Top of Records for the exercise

PR #1142, opened 2019-12-24
MAINT: Add documentation and descriptive variable names in search.py

tirthasheshpatel:
Add:
 - Docstring to `__hash__` method of `Node` class.
 - Add descriptive names in Bidirectional search that are consistent with the paper.

### DIFF
--- a/search.py
+++ b/search.py
@@ -123,6 +123,10 @@ class Node:
         return isinstance(other, Node) and self.state == other.state
 
     def __hash__(self):
+        # We use the hash value of the state
+        # stored in the node instead of the node
+        # object itself to quickly search a node
+        # with the same state in a Hash Table
         return hash(self.state)
 
 
--- a/search.py
+++ b/search.py
@@ -340,18 +340,18 @@ def bidirectional_search(problem):
         open_dir.remove(n)
         closed_dir.append(n)
 
-        for child in problem.actions(n):
-            if child in open_dir or child in closed_dir:
-                if g_dir[child] <= problem.path_cost(g_dir[n], n, None, child):
+        for c in problem.actions(n):
+            if c in open_dir or c in closed_dir:
+                if g_dir[c] <= problem.path_cost(g_dir[n], n, None, c):
                     continue
 
-                open_dir.remove(child)
+                open_dir.remove(c)
 
-            g_dir[child] = problem.path_cost(g_dir[n], n, None, child)
-            open_dir.append(child)
+            g_dir[c] = problem.path_cost(g_dir[n], n, None, c)
+            open_dir.append(c)
 
-            if child in open_other:
-                U = min(U, g_dir[child] + g_other[child])
+            if c in open_other:
+                U = min(U, g_dir[c] + g_other[c])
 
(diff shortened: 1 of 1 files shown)


search.py
```diff
@@ -336,42 +340,44 @@ def extend(U, open_dir, open_other, g_dir, g_other, closed_dir):
         open_dir.remove(n)
         closed_dir.append(n)
 
-        for c in problem.actions(n):
-            if c in open_dir or c in closed_dir:
-                if g_dir[c] <= problem.path_cost(g_dir[n], n, None, c):
+        for child in problem.actions(n):
```
tirthasheshpatel: I am very confused here! Why is the child present in `problem.actions(n)` instead of `n.expand(problem)`? 
Why does `problem.action(n)` return the next states instead of actions possible in that states?

tirthasheshpatel: Inspecting further, it turns out that bidirectional search only supports `GraphProblem` type problems. I think we can add support for all the problem types by storing the nodes instead of states in open/closed list for both direction and calling n.expand(problem) on it to return the next states. Any other ideas?

antmarakis: `problem.actions(n)` does return the actions possible in `n`, but since this is a graph problem, the actions possible are the next states. The function simply returns the neighbouring nodes, which are both the next states and actions possible. I believe though that you are right, if we want to support other types of problems, we need to switch to `n.expand(problem)` which is more general.

If you want, you can take this up, making bidirectional search general. That sounds like a great contribution!

antmarakis: I personally feel like `c` is descriptive enough, since in a lot of code c is used to denote the child.

search.py
```diff
@@ -336,42 +340,44 @@ def extend(U, open_dir, open_other, g_dir, g_other, closed_dir):
...
+                U = min(U, g_dir[child] + g_other[child])
 
         return U, open_dir, closed_dir, g_dir
 
     def find_min(open_dir, g):
         """Finds minimum priority, g and f values in open_dir"""
-        m, m_f = np.inf, np.inf
+        # pr_min_f isn't forward pr_min instead it's the f-value
+        # of node with priority pr_min.
+        pr_min, pr_min_f = np.inf, np.inf
```
antmarakis: I agree, the new variable names are indeed more descriptive, nice catch!

search.py
```diff
@@ -336,42 +340,44 @@ def extend(U, open_dir, open_other, g_dir, g_other, closed_dir):
...
+            pr_min_f = min(pr_min_f, f)
 
-        return m, m_f, min(g.values())
+        return pr_min, pr_min_f, min(g.values())
 
     def find_key(pr_min, open_dir, g):
         """Finds key in open_dir with value equal to pr_min
         and minimum g value."""
-        m = np.inf
+        gmin = np.inf
```
antmarakis: Here again I think that `m` is fine, since in what this does is a simple min search. In such code, with only one min, just writing `m` should be enough.

search.py
tirthasheshpatel: Thanks!

search.py
tirthasheshpatel: Yup, will fix that!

Bottom of Records for the exercise

(What you need to do): Your answer should be a single number: the count of lines in these records that hold the string "actions".

(Written response): 7